## ACTIVITY
Of the entries below, return only those lines from the line with "Those have been" to the line with "problem? Please describe.**", exactly, both included.

## AVAILABLE DATA
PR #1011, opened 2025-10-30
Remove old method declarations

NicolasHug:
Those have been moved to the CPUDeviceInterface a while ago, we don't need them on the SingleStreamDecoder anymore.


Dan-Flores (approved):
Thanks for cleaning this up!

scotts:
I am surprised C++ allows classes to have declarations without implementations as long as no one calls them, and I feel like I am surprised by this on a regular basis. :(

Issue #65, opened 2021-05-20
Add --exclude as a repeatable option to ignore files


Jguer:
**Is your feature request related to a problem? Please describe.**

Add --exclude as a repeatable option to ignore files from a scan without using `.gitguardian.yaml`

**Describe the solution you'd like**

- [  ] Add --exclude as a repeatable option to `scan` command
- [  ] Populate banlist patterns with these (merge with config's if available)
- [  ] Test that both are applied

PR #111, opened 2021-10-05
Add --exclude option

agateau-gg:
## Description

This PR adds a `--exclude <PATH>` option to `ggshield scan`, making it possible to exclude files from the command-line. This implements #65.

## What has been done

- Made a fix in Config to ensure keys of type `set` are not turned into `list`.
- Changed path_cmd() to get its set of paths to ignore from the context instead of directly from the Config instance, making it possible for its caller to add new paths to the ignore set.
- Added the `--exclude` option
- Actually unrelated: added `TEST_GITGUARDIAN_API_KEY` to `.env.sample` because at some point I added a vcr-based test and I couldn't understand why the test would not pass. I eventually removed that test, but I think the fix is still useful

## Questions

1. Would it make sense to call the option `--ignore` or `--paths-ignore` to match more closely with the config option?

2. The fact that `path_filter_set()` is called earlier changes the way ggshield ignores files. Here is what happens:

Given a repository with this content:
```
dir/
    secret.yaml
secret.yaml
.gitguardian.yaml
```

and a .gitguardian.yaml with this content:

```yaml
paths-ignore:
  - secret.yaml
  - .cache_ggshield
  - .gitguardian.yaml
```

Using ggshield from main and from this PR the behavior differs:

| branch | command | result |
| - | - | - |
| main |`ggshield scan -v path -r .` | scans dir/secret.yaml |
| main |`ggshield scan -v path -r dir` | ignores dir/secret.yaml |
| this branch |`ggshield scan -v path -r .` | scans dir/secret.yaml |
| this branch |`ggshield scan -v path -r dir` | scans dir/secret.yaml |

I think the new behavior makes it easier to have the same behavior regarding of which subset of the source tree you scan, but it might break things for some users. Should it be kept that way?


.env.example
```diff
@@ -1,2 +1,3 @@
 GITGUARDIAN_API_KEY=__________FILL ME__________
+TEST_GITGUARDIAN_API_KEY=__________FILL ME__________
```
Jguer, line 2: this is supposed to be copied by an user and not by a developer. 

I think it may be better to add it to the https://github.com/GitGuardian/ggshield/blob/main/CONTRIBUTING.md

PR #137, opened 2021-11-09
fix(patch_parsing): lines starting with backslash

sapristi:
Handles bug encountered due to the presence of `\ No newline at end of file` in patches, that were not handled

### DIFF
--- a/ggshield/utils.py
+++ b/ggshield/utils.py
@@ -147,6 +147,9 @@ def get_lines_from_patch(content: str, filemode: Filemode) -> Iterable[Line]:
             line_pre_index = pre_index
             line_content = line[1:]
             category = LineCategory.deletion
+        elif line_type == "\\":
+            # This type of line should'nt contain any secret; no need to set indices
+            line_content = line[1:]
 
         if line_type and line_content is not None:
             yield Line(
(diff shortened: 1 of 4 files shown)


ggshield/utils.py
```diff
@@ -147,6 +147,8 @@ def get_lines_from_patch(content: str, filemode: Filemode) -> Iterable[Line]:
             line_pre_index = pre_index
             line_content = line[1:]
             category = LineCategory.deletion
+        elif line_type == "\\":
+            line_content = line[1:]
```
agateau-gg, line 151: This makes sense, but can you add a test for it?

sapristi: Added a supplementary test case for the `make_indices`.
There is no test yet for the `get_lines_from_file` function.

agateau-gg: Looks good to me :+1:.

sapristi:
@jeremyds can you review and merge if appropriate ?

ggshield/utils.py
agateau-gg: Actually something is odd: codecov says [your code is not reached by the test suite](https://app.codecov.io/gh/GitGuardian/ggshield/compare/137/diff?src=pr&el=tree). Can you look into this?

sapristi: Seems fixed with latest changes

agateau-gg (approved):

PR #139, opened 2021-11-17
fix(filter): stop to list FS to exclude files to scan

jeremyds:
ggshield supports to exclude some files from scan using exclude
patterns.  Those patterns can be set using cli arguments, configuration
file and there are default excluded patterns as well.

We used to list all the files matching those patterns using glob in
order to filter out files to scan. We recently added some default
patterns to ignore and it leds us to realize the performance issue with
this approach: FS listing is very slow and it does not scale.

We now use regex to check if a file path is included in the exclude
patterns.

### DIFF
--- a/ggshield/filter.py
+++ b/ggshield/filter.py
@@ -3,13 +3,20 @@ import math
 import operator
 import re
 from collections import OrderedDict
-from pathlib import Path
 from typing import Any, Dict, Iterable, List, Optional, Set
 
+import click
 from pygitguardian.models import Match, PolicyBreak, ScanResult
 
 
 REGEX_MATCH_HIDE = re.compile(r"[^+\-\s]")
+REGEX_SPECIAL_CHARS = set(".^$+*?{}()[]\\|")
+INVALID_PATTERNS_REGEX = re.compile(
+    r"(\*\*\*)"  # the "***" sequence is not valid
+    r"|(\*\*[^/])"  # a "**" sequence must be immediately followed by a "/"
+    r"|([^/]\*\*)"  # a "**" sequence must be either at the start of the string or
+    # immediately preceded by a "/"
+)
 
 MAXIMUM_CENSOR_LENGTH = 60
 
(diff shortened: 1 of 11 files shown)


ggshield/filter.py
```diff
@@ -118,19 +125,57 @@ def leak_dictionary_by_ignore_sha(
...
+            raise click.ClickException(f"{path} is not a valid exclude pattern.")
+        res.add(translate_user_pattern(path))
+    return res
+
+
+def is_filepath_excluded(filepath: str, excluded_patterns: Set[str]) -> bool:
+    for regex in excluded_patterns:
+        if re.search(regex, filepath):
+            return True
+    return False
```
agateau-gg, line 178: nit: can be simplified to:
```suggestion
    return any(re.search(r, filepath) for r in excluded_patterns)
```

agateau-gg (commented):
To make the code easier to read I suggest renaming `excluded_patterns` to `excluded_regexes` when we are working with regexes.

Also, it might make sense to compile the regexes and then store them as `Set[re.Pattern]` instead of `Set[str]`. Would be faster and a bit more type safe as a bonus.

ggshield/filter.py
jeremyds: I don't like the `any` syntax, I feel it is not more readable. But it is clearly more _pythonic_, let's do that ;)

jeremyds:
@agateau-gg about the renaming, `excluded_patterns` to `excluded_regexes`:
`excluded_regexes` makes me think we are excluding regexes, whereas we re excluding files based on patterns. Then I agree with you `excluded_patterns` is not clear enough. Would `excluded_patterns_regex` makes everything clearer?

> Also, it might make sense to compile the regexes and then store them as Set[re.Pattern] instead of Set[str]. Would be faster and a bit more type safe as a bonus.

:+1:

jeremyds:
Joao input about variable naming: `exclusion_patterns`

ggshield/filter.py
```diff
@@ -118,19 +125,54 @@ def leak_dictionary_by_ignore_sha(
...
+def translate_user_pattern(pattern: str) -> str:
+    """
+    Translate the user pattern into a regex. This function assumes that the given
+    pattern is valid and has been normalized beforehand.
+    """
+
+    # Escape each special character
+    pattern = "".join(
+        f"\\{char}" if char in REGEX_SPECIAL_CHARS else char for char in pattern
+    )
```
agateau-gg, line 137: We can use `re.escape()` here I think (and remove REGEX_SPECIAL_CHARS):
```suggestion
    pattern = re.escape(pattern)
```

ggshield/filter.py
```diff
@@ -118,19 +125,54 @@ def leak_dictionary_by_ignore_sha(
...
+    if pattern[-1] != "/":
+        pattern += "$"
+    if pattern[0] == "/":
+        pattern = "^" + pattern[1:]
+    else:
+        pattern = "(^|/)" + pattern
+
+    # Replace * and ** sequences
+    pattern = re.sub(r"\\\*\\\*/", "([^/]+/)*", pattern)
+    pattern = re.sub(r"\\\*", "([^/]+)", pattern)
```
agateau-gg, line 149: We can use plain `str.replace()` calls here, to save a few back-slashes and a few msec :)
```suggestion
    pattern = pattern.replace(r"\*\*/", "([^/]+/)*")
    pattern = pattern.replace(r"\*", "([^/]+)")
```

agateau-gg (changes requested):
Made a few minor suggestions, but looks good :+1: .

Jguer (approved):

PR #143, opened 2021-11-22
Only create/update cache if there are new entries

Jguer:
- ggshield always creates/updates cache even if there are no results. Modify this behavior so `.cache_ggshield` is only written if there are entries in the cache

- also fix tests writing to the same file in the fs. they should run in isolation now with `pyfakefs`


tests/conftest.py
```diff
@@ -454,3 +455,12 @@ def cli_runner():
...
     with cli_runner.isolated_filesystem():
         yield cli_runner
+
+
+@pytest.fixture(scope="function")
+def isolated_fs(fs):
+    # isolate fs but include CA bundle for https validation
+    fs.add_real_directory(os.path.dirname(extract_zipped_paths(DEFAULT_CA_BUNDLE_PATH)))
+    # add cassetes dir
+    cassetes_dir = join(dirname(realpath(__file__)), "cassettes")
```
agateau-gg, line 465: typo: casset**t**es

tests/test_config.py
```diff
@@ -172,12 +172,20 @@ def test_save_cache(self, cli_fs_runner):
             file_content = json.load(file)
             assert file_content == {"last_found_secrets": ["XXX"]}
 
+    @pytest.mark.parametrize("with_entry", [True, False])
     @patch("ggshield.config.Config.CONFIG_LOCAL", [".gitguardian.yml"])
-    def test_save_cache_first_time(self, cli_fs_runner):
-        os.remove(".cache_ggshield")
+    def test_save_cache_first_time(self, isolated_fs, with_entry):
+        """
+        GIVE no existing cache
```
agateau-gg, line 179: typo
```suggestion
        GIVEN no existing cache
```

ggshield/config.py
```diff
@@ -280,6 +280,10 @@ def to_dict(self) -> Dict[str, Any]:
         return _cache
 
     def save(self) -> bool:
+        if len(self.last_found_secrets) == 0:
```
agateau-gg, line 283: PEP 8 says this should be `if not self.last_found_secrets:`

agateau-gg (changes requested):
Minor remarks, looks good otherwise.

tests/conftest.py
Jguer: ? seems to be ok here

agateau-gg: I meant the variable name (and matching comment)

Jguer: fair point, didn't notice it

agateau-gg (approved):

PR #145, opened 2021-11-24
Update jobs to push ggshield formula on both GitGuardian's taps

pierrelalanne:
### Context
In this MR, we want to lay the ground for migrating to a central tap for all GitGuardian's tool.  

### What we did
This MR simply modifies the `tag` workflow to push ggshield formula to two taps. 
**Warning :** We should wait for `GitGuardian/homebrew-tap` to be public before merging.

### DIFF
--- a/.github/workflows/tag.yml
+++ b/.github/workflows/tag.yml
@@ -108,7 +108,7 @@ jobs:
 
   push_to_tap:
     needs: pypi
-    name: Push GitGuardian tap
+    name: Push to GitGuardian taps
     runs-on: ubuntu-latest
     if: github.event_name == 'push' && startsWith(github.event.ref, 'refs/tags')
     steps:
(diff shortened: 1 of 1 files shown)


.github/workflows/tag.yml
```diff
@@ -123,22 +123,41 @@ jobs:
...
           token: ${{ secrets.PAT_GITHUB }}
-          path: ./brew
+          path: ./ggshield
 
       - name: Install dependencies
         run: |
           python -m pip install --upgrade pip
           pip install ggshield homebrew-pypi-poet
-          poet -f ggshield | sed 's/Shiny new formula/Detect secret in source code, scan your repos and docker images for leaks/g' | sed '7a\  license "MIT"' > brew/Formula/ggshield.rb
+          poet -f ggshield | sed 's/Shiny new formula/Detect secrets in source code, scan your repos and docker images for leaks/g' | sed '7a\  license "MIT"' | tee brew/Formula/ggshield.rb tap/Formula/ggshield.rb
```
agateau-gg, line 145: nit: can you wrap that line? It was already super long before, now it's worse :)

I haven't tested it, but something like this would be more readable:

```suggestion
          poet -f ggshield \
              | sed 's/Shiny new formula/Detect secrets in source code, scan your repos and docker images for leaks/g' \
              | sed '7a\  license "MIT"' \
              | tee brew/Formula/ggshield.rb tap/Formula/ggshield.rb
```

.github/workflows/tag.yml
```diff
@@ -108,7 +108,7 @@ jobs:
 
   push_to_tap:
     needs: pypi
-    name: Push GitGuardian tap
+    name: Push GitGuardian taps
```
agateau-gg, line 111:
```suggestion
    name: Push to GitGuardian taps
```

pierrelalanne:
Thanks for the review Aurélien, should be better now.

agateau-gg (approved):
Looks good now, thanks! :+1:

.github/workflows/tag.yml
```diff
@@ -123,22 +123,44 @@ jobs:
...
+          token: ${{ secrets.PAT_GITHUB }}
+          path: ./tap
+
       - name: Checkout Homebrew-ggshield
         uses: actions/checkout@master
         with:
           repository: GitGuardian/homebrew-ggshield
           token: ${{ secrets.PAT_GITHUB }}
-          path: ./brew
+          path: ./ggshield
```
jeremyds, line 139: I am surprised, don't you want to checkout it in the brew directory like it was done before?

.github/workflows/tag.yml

## PROBLEM SOLUTION
Those have been moved to the CPUDeviceInterface a while ago, we don't need them on the SingleStreamDecoder anymore.


Dan-Flores (approved):
Thanks for cleaning this up!

scotts:
I am surprised C++ allows classes to have declarations without implementations as long as no one calls them, and I feel like I am surprised by this on a regular basis. :(

Issue #65, opened 2021-05-20
Add --exclude as a repeatable option to ignore files


Jguer:
**Is your feature request related to a problem? Please describe.**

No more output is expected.